PROBLEM DESCRIPTION>
In the records below, find the line that contains "PR #153, opened 2016-08-12" and the line that contains "local tpool lv_name", then retype exactly those two lines and every line between them.

[Dataset records]
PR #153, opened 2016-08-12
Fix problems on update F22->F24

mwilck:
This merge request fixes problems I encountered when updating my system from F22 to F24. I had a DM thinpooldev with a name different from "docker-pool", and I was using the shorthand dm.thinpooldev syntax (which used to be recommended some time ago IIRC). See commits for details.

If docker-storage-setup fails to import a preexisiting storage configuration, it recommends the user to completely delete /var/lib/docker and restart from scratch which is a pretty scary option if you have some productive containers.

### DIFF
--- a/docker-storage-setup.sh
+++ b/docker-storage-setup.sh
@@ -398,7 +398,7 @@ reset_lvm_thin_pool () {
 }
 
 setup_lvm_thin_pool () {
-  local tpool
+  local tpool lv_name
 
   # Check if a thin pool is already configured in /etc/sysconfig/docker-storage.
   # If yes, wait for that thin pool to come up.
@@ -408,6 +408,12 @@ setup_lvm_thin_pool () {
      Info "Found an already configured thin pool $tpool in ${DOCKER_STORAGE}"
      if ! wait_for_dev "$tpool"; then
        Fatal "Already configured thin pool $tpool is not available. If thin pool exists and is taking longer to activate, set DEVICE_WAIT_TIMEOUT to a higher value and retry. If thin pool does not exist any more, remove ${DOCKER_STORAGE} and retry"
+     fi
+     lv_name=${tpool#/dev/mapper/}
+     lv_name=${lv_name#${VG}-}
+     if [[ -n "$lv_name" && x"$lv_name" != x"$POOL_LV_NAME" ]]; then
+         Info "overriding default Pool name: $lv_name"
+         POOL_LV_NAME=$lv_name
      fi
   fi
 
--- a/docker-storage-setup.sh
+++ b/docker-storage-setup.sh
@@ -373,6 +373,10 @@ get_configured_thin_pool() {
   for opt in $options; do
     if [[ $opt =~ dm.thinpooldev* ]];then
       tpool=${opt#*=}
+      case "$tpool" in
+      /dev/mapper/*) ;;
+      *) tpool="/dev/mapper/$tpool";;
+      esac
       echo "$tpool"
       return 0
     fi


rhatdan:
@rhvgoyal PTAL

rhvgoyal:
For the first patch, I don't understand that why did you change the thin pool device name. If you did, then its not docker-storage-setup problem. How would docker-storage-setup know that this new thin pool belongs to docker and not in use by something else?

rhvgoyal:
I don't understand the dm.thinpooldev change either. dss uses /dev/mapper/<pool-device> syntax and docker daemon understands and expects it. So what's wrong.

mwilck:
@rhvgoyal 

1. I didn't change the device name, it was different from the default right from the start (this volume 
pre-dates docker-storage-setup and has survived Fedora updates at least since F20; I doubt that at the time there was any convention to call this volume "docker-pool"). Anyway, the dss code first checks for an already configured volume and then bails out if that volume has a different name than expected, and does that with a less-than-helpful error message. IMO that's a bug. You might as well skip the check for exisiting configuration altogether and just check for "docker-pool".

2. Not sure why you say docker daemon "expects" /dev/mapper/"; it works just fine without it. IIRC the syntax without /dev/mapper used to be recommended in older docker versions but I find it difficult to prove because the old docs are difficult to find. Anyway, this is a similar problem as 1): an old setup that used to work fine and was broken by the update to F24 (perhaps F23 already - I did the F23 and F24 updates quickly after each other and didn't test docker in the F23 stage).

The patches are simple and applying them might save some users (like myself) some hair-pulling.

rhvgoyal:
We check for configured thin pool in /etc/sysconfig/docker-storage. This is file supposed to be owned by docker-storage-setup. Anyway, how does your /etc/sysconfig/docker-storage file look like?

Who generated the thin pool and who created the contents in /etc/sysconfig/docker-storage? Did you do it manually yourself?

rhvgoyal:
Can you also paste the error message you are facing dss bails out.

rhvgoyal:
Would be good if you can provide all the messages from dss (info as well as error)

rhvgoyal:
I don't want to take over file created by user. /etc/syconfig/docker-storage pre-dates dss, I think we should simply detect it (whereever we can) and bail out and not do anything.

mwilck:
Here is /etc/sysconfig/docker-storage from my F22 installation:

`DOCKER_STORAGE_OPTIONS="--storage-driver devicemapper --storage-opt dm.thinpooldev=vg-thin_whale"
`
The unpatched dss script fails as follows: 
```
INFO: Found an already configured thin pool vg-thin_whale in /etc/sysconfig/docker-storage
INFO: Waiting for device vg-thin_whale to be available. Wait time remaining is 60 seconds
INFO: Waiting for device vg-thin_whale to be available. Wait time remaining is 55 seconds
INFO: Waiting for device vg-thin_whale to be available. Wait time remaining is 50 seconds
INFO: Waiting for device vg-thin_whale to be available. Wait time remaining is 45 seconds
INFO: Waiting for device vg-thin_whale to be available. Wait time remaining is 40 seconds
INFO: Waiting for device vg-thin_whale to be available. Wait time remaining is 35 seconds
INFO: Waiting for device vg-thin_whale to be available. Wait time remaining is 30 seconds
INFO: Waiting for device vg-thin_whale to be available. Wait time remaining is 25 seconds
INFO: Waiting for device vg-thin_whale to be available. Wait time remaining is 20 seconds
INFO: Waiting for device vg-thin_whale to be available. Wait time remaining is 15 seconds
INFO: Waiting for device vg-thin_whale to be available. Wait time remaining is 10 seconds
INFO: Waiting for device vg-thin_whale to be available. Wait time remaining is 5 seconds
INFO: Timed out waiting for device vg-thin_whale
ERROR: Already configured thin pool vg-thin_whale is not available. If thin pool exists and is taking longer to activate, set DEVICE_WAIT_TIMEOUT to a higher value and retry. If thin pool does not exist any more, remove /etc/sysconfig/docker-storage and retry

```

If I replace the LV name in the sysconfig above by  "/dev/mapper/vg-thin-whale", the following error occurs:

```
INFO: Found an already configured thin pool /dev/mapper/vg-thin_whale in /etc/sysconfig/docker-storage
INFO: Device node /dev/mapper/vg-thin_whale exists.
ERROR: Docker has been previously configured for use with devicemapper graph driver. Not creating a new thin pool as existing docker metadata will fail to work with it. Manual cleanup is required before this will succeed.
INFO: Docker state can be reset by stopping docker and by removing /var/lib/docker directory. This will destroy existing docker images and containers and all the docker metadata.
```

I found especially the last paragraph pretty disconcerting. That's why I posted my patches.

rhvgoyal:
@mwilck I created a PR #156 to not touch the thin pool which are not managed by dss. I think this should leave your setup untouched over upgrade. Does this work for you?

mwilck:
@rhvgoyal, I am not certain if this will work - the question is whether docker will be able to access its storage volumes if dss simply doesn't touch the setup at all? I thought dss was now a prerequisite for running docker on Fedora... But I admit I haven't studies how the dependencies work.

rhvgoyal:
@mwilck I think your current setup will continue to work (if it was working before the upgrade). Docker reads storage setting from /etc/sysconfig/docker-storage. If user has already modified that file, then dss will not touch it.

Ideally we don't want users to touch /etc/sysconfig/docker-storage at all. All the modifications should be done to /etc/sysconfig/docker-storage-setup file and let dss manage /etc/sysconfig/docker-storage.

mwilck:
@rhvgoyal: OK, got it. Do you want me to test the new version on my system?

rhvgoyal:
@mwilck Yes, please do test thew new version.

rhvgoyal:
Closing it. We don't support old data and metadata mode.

--

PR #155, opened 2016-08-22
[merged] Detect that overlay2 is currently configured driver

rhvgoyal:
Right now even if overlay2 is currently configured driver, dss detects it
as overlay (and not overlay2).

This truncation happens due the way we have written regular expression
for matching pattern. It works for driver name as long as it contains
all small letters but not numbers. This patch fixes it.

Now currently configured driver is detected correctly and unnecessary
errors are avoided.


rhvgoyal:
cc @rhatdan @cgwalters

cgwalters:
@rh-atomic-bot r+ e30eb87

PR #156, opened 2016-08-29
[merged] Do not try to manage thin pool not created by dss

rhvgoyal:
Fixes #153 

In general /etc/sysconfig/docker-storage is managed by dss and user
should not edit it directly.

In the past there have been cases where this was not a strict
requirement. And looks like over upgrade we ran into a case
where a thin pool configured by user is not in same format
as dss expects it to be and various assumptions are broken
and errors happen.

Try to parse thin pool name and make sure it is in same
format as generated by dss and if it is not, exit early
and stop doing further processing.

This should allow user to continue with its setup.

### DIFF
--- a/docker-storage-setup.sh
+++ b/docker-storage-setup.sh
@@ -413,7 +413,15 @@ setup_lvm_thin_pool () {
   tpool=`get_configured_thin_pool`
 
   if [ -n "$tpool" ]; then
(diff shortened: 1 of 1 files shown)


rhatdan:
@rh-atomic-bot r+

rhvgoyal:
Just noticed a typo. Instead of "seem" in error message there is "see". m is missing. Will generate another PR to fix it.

---

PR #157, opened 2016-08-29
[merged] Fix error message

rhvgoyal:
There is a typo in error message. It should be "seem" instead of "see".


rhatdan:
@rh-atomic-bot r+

EXERCISE RESPONSE>
PR #153, opened 2016-08-12
Fix problems on update F22->F24

mwilck:
This merge request fixes problems I encountered when updating my system from F22 to F24. I had a DM thinpooldev with a name different from "docker-pool", and I was using the shorthand dm.thinpooldev syntax (which used to be recommended some time ago IIRC). See commits for details.

If docker-storage-setup fails to import a preexisiting storage configuration, it recommends the user to completely delete /var/lib/docker and restart from scratch which is a pretty scary option if you have some productive containers.

### DIFF
--- a/docker-storage-setup.sh
+++ b/docker-storage-setup.sh
@@ -398,7 +398,7 @@ reset_lvm_thin_pool () {
 }
 
 setup_lvm_thin_pool () {
-  local tpool
+  local tpool lv_name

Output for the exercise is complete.